English cricketer and British Army officer

Peter George Hatch (born 3 July 1938) is an English former first-class cricketer and British Army officer.

Hatch was born at Kirkee, in what was then British India. He was educated in England at Malvern College, before attending the Royal Military Academy Sandhurst. He graduated from the Royal Military Academy in December 1958, entering into the Royal Engineers as a second lieutenant. He was promoted to the rank of lieutenant in December 1960. Hatch debuted in first-class cricket for the Combined Services cricket team against Surrey at The Oval in 1960, a season in which he also played against the touring South Africans at Portsmouth.

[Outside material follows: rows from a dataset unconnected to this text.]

PR #11190, opened 2026-05-05
test: dashboards list spec with new e2e framework

AshwinBhatkal:
## Pull Request

---

### 📄 Summary

Adds E2E coverage for the dashboards list page, plus the supporting harness around it: helper utilities, suite-level seeding, a real-world JSON test fixture, and three Claude agents that codify the planner / generator / healer workflow this repo will use to write more specs.

The spec runs 33 scenarios (TC-01–TC-33) against the pytest-bootstrapped backend — page load, search, sorting, row actions, the New-dashboard dropdown, the Import JSON dialog, delete flows, sidebar navigation, URL deep-linking, and header actions. Every test is self-contained (seeds via API, cleans up via one `afterAll`) and runs green in chromium.

This is the first feature spec written against the new harness in [`docs/contributing/tests/e2e.md`](https://github.com/SigNoz/signoz/blob/main/docs/contributing/tests/e2e.md), so the PR also doubles as the canonical example future specs will copy from.

N/A — adds tests + tooling only, no app code change.

#### Issues closed by this PR

N/A

---

### ✅ Change Type

- [x] 🧪 Test-only
- [x] 🛠️ Infra / Tooling
- [ ] ✨ Feature
- [ ] 🐛 Bug fix
- [ ] ♻️ Refactor

---

### 🐛 Bug Context

N/A

---

### 🧪 Testing Strategy

- **Tests added:** 33 scenarios in `tests/e2e/tests/dashboards/dashboards-list.spec.ts` covering page load, search (title / tag / case-insensitive / clear / empty-state / deeplink), sorting (default / Last updated / Last created), row actions (View / Open in New Tab / Copy Link / Export JSON / dismiss), New-dashboard dropdown (3 options / Create / Import JSON dialog open / Escape close / X close), delete flows (dialog / Cancel / Confirm), row-click navigation, sidebar nav, URL state, and header buttons.
- **Manual verification:** ran 3 consecutive full-suite runs locally — 33/33 green each time. Spot-checked CI failure paths after fixes (Ant Popover viewport, Monaco Escape, sticky-header scroll, React Query mutation race).
- **Edge cases covered:** zero-state vs populated workspace, search-after-pagination, popover positioning under sticky table headers, Monaco editor keystroke interception, the inline "Enter dashboard name…" form being a feedback widget rather than a create flow.

---

- **Blast radius:** test-only — no production code changes. The one repo-level change is `.dockerignore` (the community Dockerfile expects `frontend/build/` in the build context; previously excluded). E2E build is unaffected because `Dockerfile.with-web.integration` builds the frontend inside the container.
- **Potential regressions:** none for production. Spec accuracy depends on stable `data-testid` attributes in `frontend/src/container/ListOfDashboard/`; future renames there will surface as test failures.
- **Rollback plan:** revert the PR. No data migrations, no infra changes.

---

### 📝 Changelog

| Field | Value |
|------|-------|
| Deployment Type | N/A |
| Change Type | Maintenance |
| Description | N/A |

---

### 📋 Checklist

- [x] Tests added
- [x] Manually tested (3 full-suite runs locally + targeted re-runs)
- [x] Backward compatibility considered (test-only)

---

## 👀 Notes for Reviewers

**Layout introduced under `tests/e2e/`:**

- `fixtures/auth.ts` — only true Playwright `test.extend` fixture (`authedPage`).
- `helpers/auth.ts` — `newAdminContext(browser)` for `beforeAll` / `afterAll` hooks where the test-scoped `authedPage` isn't reachable.
- `helpers/dashboards.ts` — function helpers (`gotoDashboardsList`, `createDashboardViaApi`, `importApmMetricsDashboardViaUI`, `deleteDashboardViaApi`, `findDashboardIdByTitle`, `openDashboardActionMenu`) plus the constants both helpers and specs share (`SEARCH_PLACEHOLDER`, `LIST_HEADING`, `DEFAULT_DASHBOARD_TITLE`, `APM_METRICS_TITLE`).
- `testdata/apm-metrics.json` — real APM Metrics dashboard payload, uploaded through the actual Import JSON UI flow during `beforeAll`.
- `specs/dashboards/checklists/` — manual QA checklist (companion to the automated spec).

**Patterns established that future specs should copy:**

1. **Suite-level seed registry:** `seedIds: Set<string>` populated by every `seed()` call, drained by one `afterAll`. Replaces per-test `try / finally` boilerplate in larger spec files.
2. **API-driven seeding via `page.request.*` with explicit bearer token** (the JWT lives in `localStorage.AUTH_TOKEN`; the React Axios interceptor that auto-attaches it doesn't run for `page.request` calls — `authToken(page)` reads it manually).
3. **`importApmMetricsDashboardViaUI` exercises the real Import JSON path** (file upload via Ant Upload's hidden `<input type="file">` + Monaco editor + Import and Next button) rather than POSTing the JSON directly. So the suite seed itself is end-to-end tested every run.

**Documented gotchas baked into the helpers (and the healer agent's runbook):**

- **Ant Popover viewport.** `tooltip.getByText('Delete dashboard').click({ force: true })` *still* fails with "Element is outside of the viewport" in CI even though `force` skips actionability checks — Playwright requires click coordinates inside the viewport. Fix: `dispatchEvent('click')` (no coordinate calculation, React's onClick still runs).
- **Sticky header.** Action icons can land below the table's sticky header; `openDashboardActionMenu` does `scrollIntoViewIfNeeded` before clicking.
- **React Query mutations race navigation.** UI delete fires async; navigating away cancels the in-flight `DELETE`. Pair the click with `page.waitForResponse((r) => r.request().method() === 'DELETE' && /\/dashboards\//.test(r.url()))` and `await expect(dialog).not.toBeVisible()` before the next `goto()`.
- **Monaco swallows Escape.** Inside the Import JSON dialog, click the modal title first to blur Monaco, then press Escape.
- **The inline "Enter dashboard name…" field is a `RequestDashboardBtn` (template-feedback form), not a create flow.** Don't use it to seed.

**`.dockerignore` change** — `frontend/build/` was excluded; the community Dockerfile (`COPY frontend/build/ /etc/signoz/web/`) was failing in CI with `failed to compute cache key`. Removed from the exclusions. E2E build is unaffected — `Dockerfile.with-web.integration` runs `yarn build` inside the container, which overwrites whatever stale host artifacts get copied in.

**Claude agents added under `.claude/agents/`** — `playwright-test-planner`, `playwright-test-generator`, `playwright-test-healer`. They reference the helpers, the fixture, the gotchas, and the test-plan / checklist convention so future feature coverage can be driven through them.


docs/contributing/tests/e2e.md
```diff
@@ -81,8 +81,17 @@ tests/
     ├── .env.local             # generated by bootstrap/setup.py (gitignored)
     ├── bootstrap/
     │   └── setup.py           # test_setup / test_teardown — pytest lifecycle
-    ├── fixtures/
+    ├── fixtures/              # Playwright test fixtures (test.extend) only
     │   └── auth.ts            # authedPage Playwright fixture + per-worker storageState cache
+    ├── helpers/               # function helpers + the constants they share with specs
+    │   ├── auth.ts            # newAdminContext(browser) for beforeAll/afterAll
+    │   └── dashboards.ts      # gotoDashboardsList, createDashboardViaApi, openDashboardActionMenu, plus SEARCH_PLACEHOLDER, APM_METRICS_TITLE…
```
therealpandey:
```suggestion
    │   ├── auth.ts 
    │   └── dashboards.ts 
```

Let's not put exact descriptions as this file might go out of sync as the codebase evolves.

docs/contributing/tests/e2e.md
```diff
@@ -81,8 +81,17 @@ tests/
...
+    ├── testdata/              # static data files (JSON) used by helpers and specs
+    │   └── apm-metrics.json   # real APM dashboard payload — seed via importApmMetricsDashboardViaUI
```
therealpandey:
```suggestion
    │   └── apm-metrics.json 
```

Just mention (example) in the bracket.

docs/contributing/tests/e2e.md
```diff
@@ -81,8 +81,17 @@ tests/
...
+    ├── specs/                 # human-readable test plans + QA checklists per feature
+    │   └── dashboards/
+    │       ├── dashboards-list-test-plan.md
+    │       └── checklists/
```
therealpandey:
```suggestion
```

Just need to update this. Are we keeping specs also? If there is the slightest chance it will go out of sync with the actual tests, no need to keep them.

therealpandey (changes requested):

docs/contributing/tests/e2e.md
AshwinBhatkal: It won't be there in the actual files pushed. specs is already in the gitignore. It is just directory structure. Have updated the actual source of truth once tests have been written

therealpandey (approved):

He attended Queens' College at the University of Cambridge during his military service, graduating with a B.A. in 1963. While at Cambridge, he played two first-class matches for the Free Foresters in 1961. He was the secretary to the college cricket club in 1961-62, a position he relinquished upon his impending marriage. In that same season, he played his final first-class match for the Combined Services against Northamptonshire. Across five first-class matches, Hatch scored 60 runs with a high score of 15. Shortly after obtaining his B.A., he was promoted to the rank of captain in December 1964. He gained his masters from Cambridge in 1967. He retired from active military service in June 1968, having received a gratuity.